◆ WORK REQUIRED
Word for word, repeat every record.

◆ RECORD EXTRACTS
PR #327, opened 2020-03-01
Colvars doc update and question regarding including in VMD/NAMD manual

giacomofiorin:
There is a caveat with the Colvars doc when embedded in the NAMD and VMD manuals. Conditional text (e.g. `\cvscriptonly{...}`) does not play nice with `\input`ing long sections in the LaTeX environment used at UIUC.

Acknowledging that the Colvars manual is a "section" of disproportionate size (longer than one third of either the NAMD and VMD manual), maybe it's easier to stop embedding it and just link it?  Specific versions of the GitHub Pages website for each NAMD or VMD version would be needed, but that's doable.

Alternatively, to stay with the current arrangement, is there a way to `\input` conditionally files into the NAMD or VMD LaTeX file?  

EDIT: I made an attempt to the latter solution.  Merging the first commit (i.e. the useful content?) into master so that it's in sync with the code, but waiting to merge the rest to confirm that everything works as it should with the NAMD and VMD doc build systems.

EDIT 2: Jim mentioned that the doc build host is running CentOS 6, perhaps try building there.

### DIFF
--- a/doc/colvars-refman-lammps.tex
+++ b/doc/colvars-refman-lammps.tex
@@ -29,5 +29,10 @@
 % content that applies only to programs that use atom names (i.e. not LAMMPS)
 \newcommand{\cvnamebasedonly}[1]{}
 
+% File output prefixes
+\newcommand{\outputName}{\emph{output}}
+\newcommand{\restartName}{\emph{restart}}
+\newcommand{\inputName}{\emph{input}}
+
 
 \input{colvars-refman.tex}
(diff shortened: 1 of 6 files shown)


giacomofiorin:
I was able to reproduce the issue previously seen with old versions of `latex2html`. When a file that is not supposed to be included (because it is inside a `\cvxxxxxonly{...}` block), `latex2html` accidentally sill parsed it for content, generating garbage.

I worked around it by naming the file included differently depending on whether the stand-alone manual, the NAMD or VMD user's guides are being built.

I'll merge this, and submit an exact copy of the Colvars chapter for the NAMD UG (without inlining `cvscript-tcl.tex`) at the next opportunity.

◆ ANSWER BELOW
PR #327, opened 2020-03-01
Colvars doc update and question regarding including in VMD/NAMD manual

giacomofiorin:
There is a caveat with the Colvars doc when embedded in the NAMD and VMD manuals. Conditional text (e.g. `\cvscriptonly{...}`) does not play nice with `\input`ing long sections in the LaTeX environment used at UIUC.

Acknowledging that the Colvars manual is a "section" of disproportionate size (longer than one third of either the NAMD and VMD manual), maybe it's easier to stop embedding it and just link it?  Specific versions of the GitHub Pages website for each NAMD or VMD version would be needed, but that's doable.

Alternatively, to stay with the current arrangement, is there a way to `\input` conditionally files into the NAMD or VMD LaTeX file?  

EDIT: I made an attempt to the latter solution.  Merging the first commit (i.e. the useful content?) into master so that it's in sync with the code, but waiting to merge the rest to confirm that everything works as it should with the NAMD and VMD doc build systems.

EDIT 2: Jim mentioned that the doc build host is running CentOS 6, perhaps try building there.

### DIFF
--- a/doc/colvars-refman-lammps.tex
+++ b/doc/colvars-refman-lammps.tex
@@ -29,5 +29,10 @@
 % content that applies only to programs that use atom names (i.e. not LAMMPS)
 \newcommand{\cvnamebasedonly}[1]{}
 
+% File output prefixes
+\newcommand{\outputName}{\emph{output}}
+\newcommand{\restartName}{\emph{restart}}
+\newcommand{\inputName}{\emph{input}}
+
 
 \input{colvars-refman.tex}
(diff shortened: 1 of 6 files shown)


giacomofiorin:
I was able to reproduce the issue previously seen with old versions of `latex2html`. When a file that is not supposed to be included (because it is inside a `\cvxxxxxonly{...}` block), `latex2html` accidentally sill parsed it for content, generating garbage.

I worked around it by naming the file included differently depending on whether the stand-alone manual, the NAMD or VMD user's guides are being built.

I'll merge this, and submit an exact copy of the Colvars chapter for the NAMD UG (without inlining `cvscript-tcl.tex`) at the next opportunity.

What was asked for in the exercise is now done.